Active Ingredients. - Little known. Boullay failed to find Violine in this plant (Gubler).

Physiological Action. - A strong infusion made from 3 ss. -

3 i. of the herb without the root, does not give rise to any suspicion that it contains violine or emetine. Its action is exceedingly mild, sometimes proving slightly laxative, at other times diuretic; as a rule giving rise to very little disturbance.
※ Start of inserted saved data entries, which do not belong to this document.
PR #169, opened 2024-04-05
fix: bundle deletion deadlock

JerrySentry:
### Legal Boilerplate

### DIFF
--- a/shared/bundle_analysis/models.py
+++ b/shared/bundle_analysis/models.py
@@ -231,9 +231,7 @@ class Chunk(Base):
     initial = Column(types.Boolean, nullable=False)
 
     session = relationship("Session", backref=backref("chunks"))
-    assets = relationship(
-        "Asset", secondary=assets_chunks, back_populates="chunks", cascade="all, delete"
-    )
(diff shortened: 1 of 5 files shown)


shared/bundle_analysis/models.py
```diff
@@ -231,9 +231,7 @@ class Chunk(Base):
     initial = Column(types.Boolean, nullable=False)
 
     session = relationship("Session", backref=backref("chunks"))
-    assets = relationship(
-        "Asset", secondary=assets_chunks, back_populates="chunks", cascade="all, delete"
-    )
+    assets = relationship("Asset", secondary=assets_chunks, back_populates="chunks")
```
adrian-codecov, line 234: Is this a relationship that's already there in API?

adrian-codecov (approved):

shared/bundle_analysis/models.py
adrian-codecov: 🤦 yep yep

adrian-codecov: I'm too deep in migrations land, cannot not think about these 😂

Therapeutic Action. - Viola tricolor has long been a favorite in France in the treatment of eczema capitis et faciei, and the editor has employed it for many years with great satisfaction in chronic cases of this affection. The watery preparations have appeared to answer better than the alcoholic, and our usual procedure is to give it in infusion, combined with purgative doses of senna for the first few days. Afterward the violet is continued alone. To make the compound infusion, take one ounce of the herb and half an ounce of senna leaves. Pour on them a pint of boiling water, and when cold strain. Of this a tumblerful (for an adult) is taken at night. The dose should be regulated so as to produce three or four evacuations daily for a week or so; after that the senna is omitted and the viola continued in somewhat smaller quantity. For children, Cazin macerates 3 i. - ij- in half a pint of cold water for twelve hours, then boils the infusion and adds a little milk and sugar. This amount to be taken daily. Viola tricolor is not found wild in this country, and the cultivated plant is not to be relied on. The imported herb should be employed, and care taken to procure a good quality. Most of it in the market is inferior.)